**Exercise inputs**
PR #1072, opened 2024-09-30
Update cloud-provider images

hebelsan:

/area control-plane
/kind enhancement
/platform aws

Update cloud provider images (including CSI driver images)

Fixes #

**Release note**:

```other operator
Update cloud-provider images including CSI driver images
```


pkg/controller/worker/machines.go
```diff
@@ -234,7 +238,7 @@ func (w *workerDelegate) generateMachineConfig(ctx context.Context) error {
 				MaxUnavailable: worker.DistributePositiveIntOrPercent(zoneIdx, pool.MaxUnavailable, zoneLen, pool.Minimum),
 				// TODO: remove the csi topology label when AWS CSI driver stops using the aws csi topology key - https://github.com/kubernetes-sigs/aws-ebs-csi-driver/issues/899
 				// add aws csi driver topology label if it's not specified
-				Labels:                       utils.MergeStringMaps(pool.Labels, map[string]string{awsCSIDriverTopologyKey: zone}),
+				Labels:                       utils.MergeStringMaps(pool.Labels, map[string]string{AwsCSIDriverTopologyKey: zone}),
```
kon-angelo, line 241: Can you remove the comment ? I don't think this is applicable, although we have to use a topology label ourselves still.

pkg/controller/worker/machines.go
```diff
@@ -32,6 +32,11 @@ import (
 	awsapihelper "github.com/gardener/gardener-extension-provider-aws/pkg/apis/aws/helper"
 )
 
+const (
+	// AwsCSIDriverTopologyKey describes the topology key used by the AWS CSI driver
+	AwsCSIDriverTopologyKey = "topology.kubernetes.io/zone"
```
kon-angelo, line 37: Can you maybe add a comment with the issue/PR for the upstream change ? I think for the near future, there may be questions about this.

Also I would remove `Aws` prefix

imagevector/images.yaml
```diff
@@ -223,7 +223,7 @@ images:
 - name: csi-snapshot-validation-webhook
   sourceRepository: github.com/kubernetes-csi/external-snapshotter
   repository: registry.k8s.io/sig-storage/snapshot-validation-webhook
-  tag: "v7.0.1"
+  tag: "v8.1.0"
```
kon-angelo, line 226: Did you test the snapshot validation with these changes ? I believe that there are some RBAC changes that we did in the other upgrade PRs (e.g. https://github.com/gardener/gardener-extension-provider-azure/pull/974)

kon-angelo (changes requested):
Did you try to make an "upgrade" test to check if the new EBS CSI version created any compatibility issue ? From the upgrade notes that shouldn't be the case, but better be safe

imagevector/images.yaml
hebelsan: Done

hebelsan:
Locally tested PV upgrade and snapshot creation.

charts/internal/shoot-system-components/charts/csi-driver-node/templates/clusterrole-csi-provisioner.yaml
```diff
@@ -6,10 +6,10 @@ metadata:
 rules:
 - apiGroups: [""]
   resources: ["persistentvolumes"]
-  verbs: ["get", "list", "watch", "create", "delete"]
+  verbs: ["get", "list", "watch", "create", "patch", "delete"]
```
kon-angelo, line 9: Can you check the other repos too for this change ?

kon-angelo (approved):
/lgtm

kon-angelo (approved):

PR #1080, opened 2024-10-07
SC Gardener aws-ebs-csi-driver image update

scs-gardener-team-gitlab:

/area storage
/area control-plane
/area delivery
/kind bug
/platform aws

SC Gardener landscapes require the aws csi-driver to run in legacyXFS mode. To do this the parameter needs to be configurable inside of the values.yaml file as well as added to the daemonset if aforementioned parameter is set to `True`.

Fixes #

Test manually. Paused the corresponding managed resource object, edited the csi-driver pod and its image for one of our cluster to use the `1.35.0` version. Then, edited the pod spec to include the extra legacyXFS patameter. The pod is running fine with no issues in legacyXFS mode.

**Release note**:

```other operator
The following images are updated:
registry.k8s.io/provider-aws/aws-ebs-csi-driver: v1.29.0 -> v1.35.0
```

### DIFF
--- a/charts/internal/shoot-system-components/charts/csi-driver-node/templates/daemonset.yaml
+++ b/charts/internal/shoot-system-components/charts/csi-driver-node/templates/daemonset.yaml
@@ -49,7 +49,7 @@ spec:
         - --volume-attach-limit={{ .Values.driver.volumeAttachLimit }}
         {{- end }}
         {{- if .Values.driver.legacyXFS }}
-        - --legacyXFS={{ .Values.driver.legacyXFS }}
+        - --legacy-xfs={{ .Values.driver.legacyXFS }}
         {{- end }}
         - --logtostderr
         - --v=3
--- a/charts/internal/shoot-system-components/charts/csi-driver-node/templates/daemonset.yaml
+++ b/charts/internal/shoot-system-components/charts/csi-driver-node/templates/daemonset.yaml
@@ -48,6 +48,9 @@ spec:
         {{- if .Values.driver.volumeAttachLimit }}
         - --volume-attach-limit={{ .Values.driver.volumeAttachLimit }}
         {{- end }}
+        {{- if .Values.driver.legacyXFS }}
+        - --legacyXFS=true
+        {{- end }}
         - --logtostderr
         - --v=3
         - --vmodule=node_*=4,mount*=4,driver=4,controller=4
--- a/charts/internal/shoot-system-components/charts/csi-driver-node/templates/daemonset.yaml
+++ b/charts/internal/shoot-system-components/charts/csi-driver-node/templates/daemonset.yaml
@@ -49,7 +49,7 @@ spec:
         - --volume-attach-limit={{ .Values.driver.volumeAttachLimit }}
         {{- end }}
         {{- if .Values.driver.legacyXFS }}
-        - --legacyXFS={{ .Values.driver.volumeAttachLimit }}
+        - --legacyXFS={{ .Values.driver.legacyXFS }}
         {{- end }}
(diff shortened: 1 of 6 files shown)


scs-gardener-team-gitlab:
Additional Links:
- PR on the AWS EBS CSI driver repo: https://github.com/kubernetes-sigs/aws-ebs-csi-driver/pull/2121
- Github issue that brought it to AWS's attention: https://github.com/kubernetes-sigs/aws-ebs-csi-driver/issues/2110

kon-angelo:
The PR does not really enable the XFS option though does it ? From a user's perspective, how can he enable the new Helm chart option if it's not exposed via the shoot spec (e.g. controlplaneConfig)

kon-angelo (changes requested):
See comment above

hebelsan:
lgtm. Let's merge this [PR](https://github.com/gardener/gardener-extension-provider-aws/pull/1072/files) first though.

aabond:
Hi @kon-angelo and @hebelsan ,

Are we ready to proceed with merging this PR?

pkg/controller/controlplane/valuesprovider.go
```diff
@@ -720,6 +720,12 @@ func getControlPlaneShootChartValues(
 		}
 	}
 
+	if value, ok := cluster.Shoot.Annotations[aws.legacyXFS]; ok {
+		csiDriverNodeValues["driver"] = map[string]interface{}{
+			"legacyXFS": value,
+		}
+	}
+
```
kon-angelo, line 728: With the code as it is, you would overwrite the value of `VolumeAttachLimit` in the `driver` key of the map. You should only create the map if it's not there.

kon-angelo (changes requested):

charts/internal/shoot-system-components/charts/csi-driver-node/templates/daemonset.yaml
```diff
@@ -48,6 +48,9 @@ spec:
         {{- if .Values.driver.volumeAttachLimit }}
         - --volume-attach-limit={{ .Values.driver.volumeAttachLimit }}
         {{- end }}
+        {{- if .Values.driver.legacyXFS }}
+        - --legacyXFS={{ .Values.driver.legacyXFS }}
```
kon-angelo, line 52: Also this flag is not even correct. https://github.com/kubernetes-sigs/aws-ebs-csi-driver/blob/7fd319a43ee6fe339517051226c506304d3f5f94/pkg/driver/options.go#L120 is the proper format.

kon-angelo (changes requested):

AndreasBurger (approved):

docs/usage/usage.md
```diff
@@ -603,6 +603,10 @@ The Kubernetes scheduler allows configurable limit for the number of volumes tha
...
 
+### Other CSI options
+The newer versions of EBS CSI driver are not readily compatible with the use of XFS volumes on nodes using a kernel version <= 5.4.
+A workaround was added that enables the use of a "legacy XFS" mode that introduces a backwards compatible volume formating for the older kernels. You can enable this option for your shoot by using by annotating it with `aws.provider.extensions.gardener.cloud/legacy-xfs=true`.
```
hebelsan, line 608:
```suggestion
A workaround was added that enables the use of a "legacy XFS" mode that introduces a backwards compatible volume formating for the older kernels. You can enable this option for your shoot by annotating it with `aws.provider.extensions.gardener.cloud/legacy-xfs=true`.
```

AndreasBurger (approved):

**What this task involves**
For each line in the data above that contains the string "controller", extract the line.

**Result**
pkg/controller/worker/machines.go
pkg/controller/worker/machines.go
         - --vmodule=node_*=4,mount*=4,driver=4,controller=4
pkg/controller/controlplane/valuesprovider.go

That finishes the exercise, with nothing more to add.